Source: NSA/CISA Kubernetes Hardening Guidance 1.2, 2022; CNCF Security Technical Advisory Group
8. Real-World Pitfalls and Fixes
These are the failure modes that appear consistently across cluster security reviews. Each has a specific cause and a specific fix.
Pitfall: Egress missing from default-deny. Teams apply ingress default-deny correctly but omit Egress from policyTypes. Ingress is locked; egress is wide open. A compromised container can freely exfiltrate data or beacon to command-and-control infrastructure without triggering any network-layer alert. Fix: always include both Ingress and Egress in the default-deny NetworkPolicy. Add an explicit egress rule for UDP and TCP port 53 to your cluster DNS before applying it or you will cut pod DNS resolution.

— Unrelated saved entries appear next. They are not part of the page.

PR #804, opened 2026-03-17
Summarization Middleware

Noravee:
**Updata 03/24/2026**
- Add flag `keep_summary_in_context` to control the outgoing chat history

Example — effect of ``keep_summary_in_context`` on chat history
(assuming ``keep=("messages", 2)`` and summarization is triggered):

incoming messages:
[SystemMessage, HumanMessage, AIMessage, HumanMessage, AIMessage, HumanMessage]

keep_summary_in_context=True:
chat history = [HumanMessage(summary), AIMessage(kept), HumanMessage(kept), AIMessage(new)]

keep_summary_in_context=False:
chat history = [HumanMessage, AIMessage, HumanMessage, AIMessage, HumanMessage, AIMessage(new)]

- Add unit test for `music_nerd_summarize`

**03/17/2026**

### Issue:
https://github.com/cognizant-ai-lab/neuro-san-studio/issues/702

### Overview

This draft PR demonstrates a possible approach for implementing chat summarization using middleware in Neuro-san.

The goal is to provide a concrete example that we can use to brainstorm, review, and align on the design before finalizing the implementation.
Once we reach agreement, this PR will be converted from draft to a full PR.

### Why not use the prebuilt middleware directly?

LangChain’s prebuilt SummarizationMiddleware assumes that it owns and mutates the chat state.

In Neuro-san, however:

- Chat history is managed outside of LangChain
- State updates must be synchronized with Neuro-san’s internal structures (e.g., chat history and journal)

Because of this mismatch, we cannot use the prebuilt middleware as-is and instead need a wrapper/adaptation layer.

### Changes in this draft

This PR introduces the following updates to support summarization:

- Pass chat history from RunContext → middleware factory
- Pass chat history and base journal from factory → middleware
    - Update chat history after summarization
    - Record summary events in the journal
- Add `NeuroSanSummarizationMiddleware`
    - Wraps LangChain’s middleware
    - Adapts its output to Neuro-san’s state management
- Add `music_nerd_summarize` example

### Notes

- This is intentionally a working example, not a finalized design
- Naming, structure, and responsibilities are all open for discussion

### DIFF
--- a/neuro_san/registries/music_nerd_summarize.hocon
+++ b/neuro_san/registries/music_nerd_summarize.hocon
@@ -105,7 +105,7 @@ You’re equal parts playlist curator, music historian, and pop culture mythbust
                         #
                         # keep_summary_in_context=False:
                         #     [HumanMessage, AIMessage, HumanMessage, AIMessage, HumanMessage, AIMessage(new)]
-                        "keep_summary_in_context": false,
+                        "keep_summary_in_context": true,
 
                         # Neuro-san-specific arguments:
                         # These are not part of LangChain. They are injected by Neuro-san at runtime
--- a/tests/fixtures/music_nerd_summarize/beatles_with_history_summarize.hocon
+++ b/tests/fixtures/music_nerd_summarize/beatles_with_history_summarize.hocon
@@ -1,0 +1,72 @@
+
+# Copyright © 2023-2026 Cognizant Technology Solutions Corp, www.cognizant.com.
+#
+# Licensed under the Apache License, Version 2.0 (the "License");
+# you may not use this file except in compliance with the License.
+# You may obtain a copy of the License at
+#
+#     http://www.apache.org/licenses/LICENSE-2.0
+#
+# Unless required by applicable law or agreed to in writing, software
+# distributed under the License is distributed on an "AS IS" BASIS,
+# WITHOUT WARRANTIES OR CONDITIONS OF ANY KIND, either express or implied.
+# See the License for the specific language governing permissions and
+# limitations under the License.
+#
+# END COPYRIGHT
+
+# This file defines everything necessary for a data-driven test.
+# The schema specifications for this file are documented here:
+# https://github.com/cognizant-ai-lab/neuro-san/blob/main/docs/test_case_hocon_reference.md
+
+# This is a copy of tests/fixtures/music_nerd/beatles_with_history.hocon
+# This is to make sure that after the summarization the conversation can still be continue.
+{
+    # Describes what agent to test against.
+    "agent": "music_nerd_summarize",
+
+    # Timeout for the entire test.
+    # It's also possible to have a timeout_in_seconds on a per-interaction basis.
+    "timeout_in_seconds": 90,
+    
+    # success_ratio is useful for passing to the assessor to find out why
+    # a test is intermitently failing. Sometimes it's the agent prompt, but
+    # sometimes it's the test itself.
+    "success_ratio": "1/1",
+    
+    # Connect to the agent via a server
+    "connections": ["direct"],
+    
+    # Interactions are a series of dictionaries with request elements paired with
+    # descriptions of response checks.
+    "interactions": [
+        {
+            # This is what we send as input to streaming_chat()
+            "text": "Who did Yellow Submarine?",
+
+            # The response block treats how we are going to test what comes back
+            "response": {
+
+                # Text block says how we are going to examine the text of the response.
+                "text": {
+
+                    # Keywords says we are going to look for exact matches for each
+                    # element in a list of strings.  All elements need to show up
+                    # in order to pass.
+                    "keywords": ["Beatles"]
+                }
+            }
+        },
+        {
+            # This next interaction block tests the ability for an agent
+            # to continue its conversation with the context from the previous
+            # interaction.
+            "text": "Where were they from?",
+            "response": {
+                "text": {
+                    "keywords": ["Liverpool"]
+                }
+            }
+        }
+    ]
+}
--- a/tests/neuro_san/zzz_hocons/test_unit_test_hocons.py
+++ b/tests/neuro_san/zzz_hocons/test_unit_test_hocons.py
@@ -44,6 +44,7 @@ class TestUnitTestHocons(TestCase):
         "math_guy/forwarded_sly_data.hocon",
         "math_guy/deep_forwarded_sly_data.hocon",
         "music_nerd/beatles_with_history.hocon",
+        "music_nerd_summarize/beatles_with_history_summarize.hocon",
         "requests_get/get_example.hocon",
         "pii_middleware/jenny_phone.hocon",
 


neuro_san/internals/run_context/langchain/middleware/middleware_factory.py
```diff
@@ -173,6 +176,10 @@ def create_class(self, what_we_are_creating: str, create_type: Type[Any],
             args["origin"] = use_origin
         if "origin_str" in args:
             args["origin_str"] = Origination.get_full_name_from_origin(use_origin)
+        if "chat_history" in args:
+            args["chat_history"] = self.chat_history
+        if "base_journal" in args:
+            args["base_journal"] = self.base_journal
```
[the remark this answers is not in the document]
Noravee: Will be done in another PR.

neuro_san/middleware/neuro_san_summarization_middleware.py
```diff
@@ -0,0 +1,148 @@
...
+
+        # Record a marker in the journal indicating that a summary follows.
+        # The actual summarized content is written separately via the
+        # JournalCallbackHandler during LLM completion.
+        await self.base_journal.write_message(
+            message=AgentMessage("Here is a summary of the conversation to date:"),
+            # Exclude current middleware origin
+            origin=self.origin[:-1]
+        )
+
```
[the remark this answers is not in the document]
Noravee: Will add test once this is merged.

neuro_san/middleware/neuro_san_summarization_middleware.py
```diff
@@ -0,0 +1,148 @@
...
+from langchain.agents.middleware.summarization import DEFAULT_SUMMARY_PROMPT
+from langchain.agents.middleware.summarization import SummarizationMiddleware
+from langchain.agents.middleware.types import AgentState
+from langchain.agents.middleware.types import ContextT
+from langchain_core.language_models.chat_models import BaseChatModel
+from langchain_core.messages.base import BaseMessage
+from langchain_core.messages.utils import count_tokens_approximately
+from langchain_core.messages.utils import MessageLikeRepresentation
+from langgraph.runtime import Runtime
+
```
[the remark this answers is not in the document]
Noravee: Done.

neuro_san/registries/music_nerd_summarize.hocon
```diff
@@ -0,0 +1,118 @@
...
+# Unless required by applicable law or agreed to in writing, software
+# distributed under the License is distributed on an "AS IS" BASIS,
+# WITHOUT WARRANTIES OR CONDITIONS OF ANY KIND, either express or implied.
+# See the License for the specific language governing permissions and
+# limitations under the License.
+#
+# END COPYRIGHT
+
+# The schema specifications for this file are documented here:
+# https://github.com/cognizant-ai-lab/neuro-san/blob/main/docs/agent_hocon_reference.md
```
d1donlydfink, line 19: How about a test for this?

neuro_san/middleware/neuro_san_summarization_middleware.py
```diff
@@ -0,0 +1,154 @@
...
+# to avoid importing private module-level constants (e.g.,
+# `_DEFAULT_MESSAGES_TO_KEEP`, `_DEFAULT_TRIM_TOKEN_LIMIT`), which are not
+# part of the public API and may change across LangChain versions.
+_DEFAULT_MESSAGES_TO_KEEP: int = 4
+_DEFAULT_TRIM_TOKEN_LIMIT: int = 3000
+
+
+class NeuroSanSummarizationMiddleware(SummarizationMiddleware):
+    """
+    Neuro-san-specific wrapper around LangChain's SummarizationMiddleware.
```
d1donlydfink: This is actually interesting.
Under most circumstances I would say "let this be in its own library", but because this specifically
has to do with neuro-san internals, this actually makes some sense.

neuro_san/internals/run_context/langchain/middleware/middleware_factory.py
d1donlydfink: This is not the right Journal to pass to the Middleware itself, as it has no origin information attached to it
and I don't like the idea of passing this base_journal directly to client code to mess with.
Too easy to screwup.

You'll notice the comment about ProgressReporter below - I had not gotten to doing the correct origin business for the progress reporter.  I was thinking about having middleware be its own point of origin whose origin parent was the calling agent.

Maybe in order to keep your own progress going with this here what you could do is this:
* Remove the base_journal case arg passing here
* Remove the journal reporting in your Middleware for now

When we get the correct journal plumbing in, then you can report from your middleware.
How does that sound?

neuro_san/internals/run_context/langchain/core/langchain_run_context.py
```diff
@@ -241,7 +241,7 @@ def create_agent(self, prompt_template: ChatPromptTemplate, llm: BaseLanguageMod
 
         # Create any middleware instances that were specified, in the order they were specified.
         # This will be None for most simple situations.
-        middleware_factory = MiddlewareFactory(self.origin, self.invocation_context.get_journal())
+        middleware_factory = MiddlewareFactory(self.origin, self.chat_history, self.invocation_context.get_journal())
```
d1donlydfink: Looking at this again, this is probably not the right journal to pass to any Middleware.
See comment below.

neuro_san/middleware/neuro_san_summarization_middleware.py
```diff
@@ -0,0 +1,154 @@
...
+        # No summarization occurred
+        if not messages_dict:
+            return None
+
+        # Replace Neuro-san chat history with summarized messages
+        self.chat_history.clear()
+        # The first message is a LangChain-specific RemoveMessage instruction,
+        # which is not applicable in Neuro-san, so it is skipped.
+        summarized_messages: List[BaseMessage] = messages_dict.get("messages", [])
+        self.chat_history.extend(summarized_messages[1:])
```
d1donlydfink: It might be worth having a test to be sure the summarization keeps the messages that we expect.
For instance, I think we need there to be a SystemMessage and HumanMessage at the start at the very least.

Can there be more than 1 RemoveMessage?
Are there specific semantics around it that are worth commenting on?

neuro_san/middleware/neuro_san_summarization_middleware.py
```diff
@@ -0,0 +1,154 @@
...
+
+        # Record a marker in the journal indicating that a summary follows.
+        # The actual summarized content is written separately via the
+        # JournalCallbackHandler during LLM completion.
+        await self.base_journal.write_message(
+            message=AgentMessage("Here is a summary of the conversation to date:"),
+            # Exclude current middleware origin
+            origin=self.origin[:-1]
```
d1donlydfink: Similar deal with the origin.  I wouldn't use it directly.
Theoretically we should be passing an OriginatingJournal in here (which ideally would be origin-scoped to include the middleware as part of the origin) and you shouldn't need the separate origin information.

Maybe I can finish up my origin work next since you need it.

neuro_san/internals/run_context/langchain/core/langchain_run_context.py
Noravee: Journal is actually not needed. The summary is automatically added to the calling agent journal by `JournalCallbackHandler.on_llm_end()`.

neuro_san/middleware/neuro_san_summarization_middleware.py
Noravee: Journal is actually not needed. The summary is automatically added to the calling agent journal by `JournalCallbackHandler.on_llm_end()`.

neuro_san/registries/music_nerd_summarize.hocon
Noravee: test added.

neuro_san/middleware/neuro_san_summarization_middleware.py
Noravee: The system message is not in the chat history.

There is only 1 RemoveMessage. The format is [remove message, summary, kept message].

neuro_san/middleware/neuro_san_summarization_middleware.py
```diff
@@ -0,0 +1,167 @@
...
+    (assuming ``keep=("messages", 2)`` and summarization is triggered):
+
+        incoming messages:
+            [HumanMessage, AIMessage, HumanMessage, AIMessage, HumanMessage]
+
+        keep_summary_in_context=True:
+            [HumanMessage(summary), AIMessage(kept), HumanMessage(kept), AIMessage(new)]
+
+        keep_summary_in_context=False:
+            [HumanMessage, AIMessage, HumanMessage, AIMessage, HumanMessage, AIMessage(new)]
```
Noravee, line 85: Add a flag `keep_summary_in_context` to choose the behavior of outgoing chat history.

neuro_san/registries/music_nerd_summarize.hocon
```diff
@@ -0,0 +1,133 @@
...
+                        #
+                        # incoming messages:
+                        #     [HumanMessage, AIMessage, HumanMessage, AIMessage, HumanMessage]
+                        #
+                        # keep_summary_in_context=True:
+                        #     [HumanMessage(summary), AIMessage(kept), HumanMessage(kept), AIMessage(new)]
+                        #
+                        # keep_summary_in_context=False:
+                        #     [HumanMessage, AIMessage, HumanMessage, AIMessage, HumanMessage, AIMessage(new)]
+                        "keep_summary_in_context": true,
```
Noravee, line 108: `keep_summary_in_context` default is `true`. That is the outgoing chat history should be like `[HumanMessage(summary), AIMessage(kept), HumanMessage(kept), AIMessage(new)]` instead of
`[HumanMessage, AIMessage, HumanMessage, AIMessage, HumanMessage, AIMessage(new)]`.

tests/fixtures/music_nerd_summarize/beatles_with_history_summarize.hocon
```diff
@@ -0,0 +1,72 @@
...
+# limitations under the License.
+#
+# END COPYRIGHT
+
+# This file defines everything necessary for a data-driven test.
+# The schema specifications for this file are documented here:
+# https://github.com/cognizant-ai-lab/neuro-san/blob/main/docs/test_case_hocon_reference.md
+
+# This is a copy of tests/fixtures/music_nerd/beatles_with_history.hocon
+# This is to make sure that after the summarization the conversation can still be continue.
```
Noravee, line 23: Add test for `music_nerd_summarize`. This is a copy of the test for `music_nerd`. This is to ensure that the conversation can be continued after summarization.

tests/fixtures/music_nerd_summarize/beatles_with_history_summarize.hocon
```diff
@@ -0,0 +1,72 @@
...
+        {
+            # This next interaction block tests the ability for an agent
+            # to continue its conversation with the context from the previous
+            # interaction.
+            "text": "Where were they from?",
+            "response": {
+                "text": {
+                    "keywords": ["Liverpool"]
+                }
+            }
```
ofrancon, line 69: Maybe we should have a mechanism in the test framework to check the number of messages in the chat context. Or check that some middleware was called: nothing in this test tells us anything was actually summarized.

Pitfall: Default service account with ambient permissions. Helm charts and operators that do not specify a dedicated ServiceAccount attach workloads to the default service account. Any permissions granted to default in the namespace apply to every workload in that namespace that does not explicitly declare a different account. Fix: create a dedicated ServiceAccount per application, never grant permissions to default, and set automountServiceAccountToken: false on the namespace's default service account explicitly.
Pitfall: Secrets baked into image layers at build time. A COPY .env /app/.env instruction or credentials passed via --build-arg at build time embeds the secret in an immutable image layer. That layer persists in the registry, in CI artifact storage, in every local Docker cache across the development team, and potentially in public layer caches if the registry is public. Deleting the image tag does not remove the layer data from the registry. Fix: never pass secrets at build time. Audit Dockerfiles for COPY, ADD, and ARG statements that reference credential files. Use runtime injection via mounted volumes or the External Secrets Operator.
Pitfall: Broad RBAC roles granted to CI/CD pipelines. Deployment pipelines frequently receive cluster-admin because scoping the role correctly required effort that was not budgeted at project start. A compromised CI/CD credential then gives an attacker full cluster access. Fix: grant pipelines only the verbs required for deployment — typically get, list, create, update, patch on Deployments, Services, and ConfigMaps in specific target namespaces. Use IRSA (EKS), Workload Identity (GKE), or Pod Identity (AKS) to issue short-lived credentials scoped to each pipeline run instead of long-lived static tokens.
Pitfall: PSA permanently in warn mode. Teams enable PSA in warn mode, the warnings go into Kubernetes events and API server logs, nobody monitors either, and the security posture does not change. Fix: treat warn mode as a migration tool with a sprint-length deadline. Create a policy-as-code check in CI (Kyverno ClusterPolicy or OPA Conftest) that fails the pipeline if any workload manifest would violate the Restricted profile in the target namespace. That puts the feedback where engineers can act on it — in the PR, not in a log nobody reads.
Pitfall: Falco installed but alerts not routed. Falco running with output going to DaemonSet pod stdout, with no downstream consumer, provides no operational value. Security incidents occur with zero notification. Fix: deploy falcosidekick alongside Falco on day one and route alerts to at least one monitored destination — a Slack channel, a SIEM, an alerting stack — before the cluster receives production traffic.
Pitfall: Trivy gates reporting but not blocking. Scan results posted as PR comments are ignored under delivery pressure. Engineers merge with acknowledged-but-unfixed CVEs because the build does not fail. Fix: set --exit-code 1 in the Trivy command and use --ignore-unfixed to reduce noise. CRITICAL CVEs with available fixes should break the build. Teams that fight scanner noise because they are blocking on un-patchable CVEs are using the tool incorrectly; --ignore-unfixed solves this.
Kubernetes is not secure by default. Cluster administrators must configure security settings based on their workloads and the environment in which they are deployed.